The non-methylated DNA-binding function of Kaiso is not required in early Xenopus laevis development.

作者信息

Ruzov Alexey, Savitskaya Ekaterina, Hackett Jamie A, Reddington James P, Prokhortchouk Anna, Madej Monika J, Chekanov Nikolai, Li Minghui, Dunican Donncha S, Prokhortchouk Egor, Pennings Sari, Meehan Richard R

机构信息

Human Genetics Unit, MRC, Western General Hospital, Edinburgh, UK.

出版信息

Development. 2009 Mar;136(5):729-38. doi: 10.1242/dev.025569. Epub 2009 Jan 21.

DOI:10.1242/dev.025569
PMID:19158185
原文链接:https://pmc.ncbi.nlm.nih.gov/articles/PMC2685941/
Abstract

Mammalian forms of the transcription repressor, Kaiso, can reportedly bind methylated DNA and non-methylated CTGCNA motifs. Here we compare the DNA-binding properties of Kaiso from frog, fish and chicken and demonstrate that only the methyl-CpG-binding function of Kaiso is evolutionarily conserved.
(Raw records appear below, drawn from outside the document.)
PR #694, opened 2020-12-04
Assign docs article ownership to Team Firecracker

marians:
Towards https://github.com/giantswarm/giantswarm/issues/13382

### DIFF
--- a/src/content/basics/nodepools/index.md
+++ b/src/content/basics/nodepools/index.md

We present several independent experimental lines of evidence that the phenotypic abnormalities associated with xKaiso-depleted Xenopus laevis embryos are independent of the putative CTGCNA-dependent DNA-binding function of xKaiso. Our analysis suggests that xKaiso does not play a role in the regulation of either xWnt11 or Siamois, key signalling molecules in the Wnt pathway during X. laevis gastrulation. The major phenotypic defects associated with xKaiso depletion are premature transcription activation before the mid-blastula transition and concomitant activation of a p53-dependent cell-death pathway.

摘要

据报道,转录抑制因子Kaiso的哺乳动物形式能够结合甲基化DNA和非甲基化的CTGCNA基序。在此,我们比较了来自青蛙、鱼类和鸡的Kaiso的DNA结合特性,并证明只有Kaiso的甲基-CpG结合功能在进化上是保守的。我们提供了几个独立的实验证据表明,与缺乏xKaiso的非洲爪蟾胚胎相关的表型异常与xKaiso假定的依赖CTGCNA的DNA结合功能无关。我们的分析表明,xKaiso在非洲爪蟾原肠胚形成过程中Wnt信号通路的关键信号分子xWnt11或暹罗鳄蛋白的调控中不起作用。与xKaiso缺失相关的主要表型缺陷是在囊胚中期转变之前过早的转录激活以及p53依赖的细胞死亡途径的伴随激活。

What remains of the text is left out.